During the previous practical, you learned how to study the degree distribution on simple and oriented graphs, using the DBLP and Wikipedia datasets. The goal of this practical is to learn more refine techniques on the DBLP dataset.
In [ ]:
%pylab inline
import networkx as nx
We provide you with a few functions to deal with the DBLP dataset (or other datasets with the same format). You will have to use them in the practical.
We remind the format of the provided datasets:
Datasets will be given on a USB key. This practical assumes they are stored in ../Datasets/ relatively to your working directory.
In [ ]:
directory = "../Datasets/"
The following function gives the number of nodes $n$ and the total number of oriented edges $m$ of the graph. In the case where the graph is undirected, all edges will be counted twice ($(i,j)$ and $(j,i)$ are the same edge on an undirected graph) so the actual number of edges is $\frac m 2$.
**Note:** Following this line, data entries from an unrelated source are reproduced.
PR #9917, opened 2025-06-17
Fix null displayname bug- [INTEG-2708]

JuliRossi:
## Purpose

Franco found an edge case: the content type can have null displayName. In the table shows as if the user doesn't have entries:
Captura de pantalla 2025-06-17 a la(s) 12 38 58 p  m

Captura de pantalla 2025-06-17 a la(s) 12 38 53 p  m

## Approach
 - Added new tests
 - Updated query for order 
 - Allow for displayName to be null

## Testing steps
- Created a type with only a json field, this causes for the display name to be null
- Now it loads the entry

https://github.com/user-attachments/assets/78e8e423-85cf-4aef-9fa4-e84cb2c2387a

### DIFF
--- a/apps/bulk-edit/src/locations/Page/index.tsx
+++ b/apps/bulk-edit/src/locations/Page/index.tsx
@@ -65,12 +65,13 @@ const Page = () => {
     return allContentTypes;
   };
 
-  const buildQuery = (sortOption: string, displayField: string) => {
+  const buildQuery = (sortOption: string, displayField: string | null) => {
     const getOrder = (sortOption: string) => {
-      if (sortOption === 'displayName_asc') return `fields.${displayField}`;
-      else if (sortOption === 'displayName_desc') return `-fields.${displayField}`;
-      else if (sortOption === 'updatedAt_desc') return '-sys.updatedAt';
+      if (sortOption === 'updatedAt_desc') return '-sys.updatedAt';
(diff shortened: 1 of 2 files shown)


apps/bulk-edit/src/locations/Page/index.tsx
```diff
@@ -65,12 +65,13 @@ const Page = () => {
...
 
-  const buildQuery = (sortOption: string, displayField: string) => {
+  const buildQuery = (sortOption: string, displayField: string | null) => {
     const getOrder = (sortOption: string) => {
-      if (sortOption === 'displayName_asc') return `fields.${displayField}`;
-      else if (sortOption === 'displayName_desc') return `-fields.${displayField}`;
-      else if (sortOption === 'updatedAt_desc') return '-sys.updatedAt';
+      if (sortOption === 'updatedAt_desc') return '-sys.updatedAt';
       else if (sortOption === 'updatedAt_asc') return 'sys.updatedAt';
+      else if (displayField === null) return undefined;
```
ryunsong-contentful, line 72: nit: `else if (!displayField) return undefined` - would check if displayField is undefined as well. But maybe you had a specific reason for this specific check

JuliRossi: We are setting displayField to null in 143 if it isn't present. We changed the default value to null

PR #11271, opened 2026-08-12
feat: add audit-log-viewer example app []

andrewwestgard-tech:
Adds the Audit Log Viewer as a self-hosted reference app under examples/audit-log-viewer. The app reads Contentful audit log files from a customer-owned cloud storage destination (AWS S3, Azure Blob Storage, or Google Cloud Storage) and renders them in a filterable, paginated table with charts — all from inside the Contentful web app.

A Contentful-hosted App Action Function holds cloud credentials as Secret installation parameters and generates short-lived signed URLs; the browser never sees the credentials directly.


mgoudy91 (approved):
Code looks good. Acknowledging that @zacharyyankiver and I chatted about the information shown in the log and that it's acceptable with the disclosure

PR #11274, opened 2026-08-13
fix: move audit-log-viewer from examples/ to apps/, wire prod deploy []

mgoudy91:
## Summary
- Moves `audit-log-viewer` from `examples/` to `apps/` — lerna's package glob is `apps/**/*` (see `lerna.json`), so the app was invisible to build/test/lint/deploy in #11271.
- Renames the package from `audit-log-viewer-example` to `audit-log-viewer` since it's no longer an example.
- Adds a `deploy` script wired to the real prod app definition id (`7xmKcOcvWM7l2vVhjUpmwB`), matching the pattern used by `bulk-exporter` and `locale-field-populator`, so the existing lerna/CircleCI pipeline can publish it.

## Test plan
- [ ] CI build/test/lint picks up `apps/audit-log-viewer` (previously skipped)
- [ ] `npm run deploy` (lerna) publishes the bundle to app definition `7xmKcOcvWM7l2vVhjUpmwB` on merge to master


primeinteger (approved):
👍

PR #11277, opened 2026-08-19
feat(bulk-exporter): rename to Content Exporter, add select-all-matching []

zacharyyankiver:
## Summary
- Rename the app from Entry Exporter to Content Exporter
- Add Gmail-style "select all matching this search" banner/flow to the results table, allowing selection beyond the current page and export via the existing filtered-query path
- Fix a font-size mismatch in the selection banner so the sentence text matches the inline action link's size

## Test plan
- [ ] `npx tsc --noEmit` passes
- [ ] Verify selection banner appears after selecting all rows on a page, with correct singular/plural wording
- [ ] Click "Select all N entries matching this search" and confirm banner updates to show total count with "Clear selection"
- [ ] Export while in select-all-matching mode and confirm all matching entries are exported (not just the current page)
- [ ] Confirm selection resets on search/page change
- [ ] Visually confirm banner sentence text and "Clear selection" / "Select all..." link now render at the same font size

### DIFF
--- a/apps/bulk-exporter/README.md
+++ b/apps/bulk-exporter/README.md
@@ -1,4 +1,4 @@
-# Entry Exporter for Contentful
+# Content Exporter for Contentful
 
 A Contentful App that allows you to export unlimited entries from any content type to **5 different formats** (CSV, JSON, XLSX, XML, YAML), bypassing the 40-entry limitation of the Contentful web interface.
 
@@ -144,7 +144,7 @@ npm run deploy -- --organization-id YOUR_ORG_ID --definition-id YOUR_APP_DEF_ID 
 ### Search & Preview
 
 1. Navigate to **Apps** in the Contentful web UI main menu
-2. Select **Entry Exporter**
+2. Select **Content Exporter**
 3. Use the tabbed interface to build your query:
 
 #### Filter Tab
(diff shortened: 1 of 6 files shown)


jjolton-contentful:
I did a fresh pass and found one behavioral mismatch in the new select-all flow:

In `ResultsList`, when `selectAllMatching` is active, the banner says "All N entries matching this search are selected" and the header checkbox is forced checked (around lines 656 and 735), but each row checkbox still renders from `selectedIds.includes(entry.sys.id)` (around line 846).

That means in select-all-matching mode, the UI can claim all entries are selected while row checkboxes appear unchecked, which is confusing and makes single-row deselection behavior non-obvious.

Would you be open to making row checkbox checked state include `selectAllMatching` as well (or otherwise visually indicating full-page selection in that mode)?

primeinteger (dismissed):
👍

jjolton-contentful:
Follow-up: I’m treating my checkbox-state finding as non-blocking UX consistency (not export correctness). The select-all-matching export path is correct. I’m approving so auto-merge can proceed; we can optionally clean up row-checkbox visual consistency in a follow-up.

jjolton-contentful (approved):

The function tries to load the size from a npy file if one exists, otherwise it parses through the dataset to extract the information and save it in a npy file.
In [ ]:
def get_size(prefix = "dblp"):
try:
return np.load(directory+prefix+"-size.npy")
except IOError:
n = 0
m = 0
with open(directory+prefix+".adja") as f:
for line in f:
n += 1
m += len([int(s) for s in line.split()])
np.save(directory+prefix+"-size", [n, m])
return n, m
Let us run the function to create the npy file.
In [ ]:
n, m = get_size()
print("Number of nodes: "+str(n))
print("Number of edges: "+str(m//2))
Then, the following of each node returns a numpy array of size $n$ containing the degree of each node.
In [ ]:
def get_degree(prefix = "dblp"):
try:
return np.load(directory+prefix+"-deg.npy")
except IOError:
n, m = get_size(prefix)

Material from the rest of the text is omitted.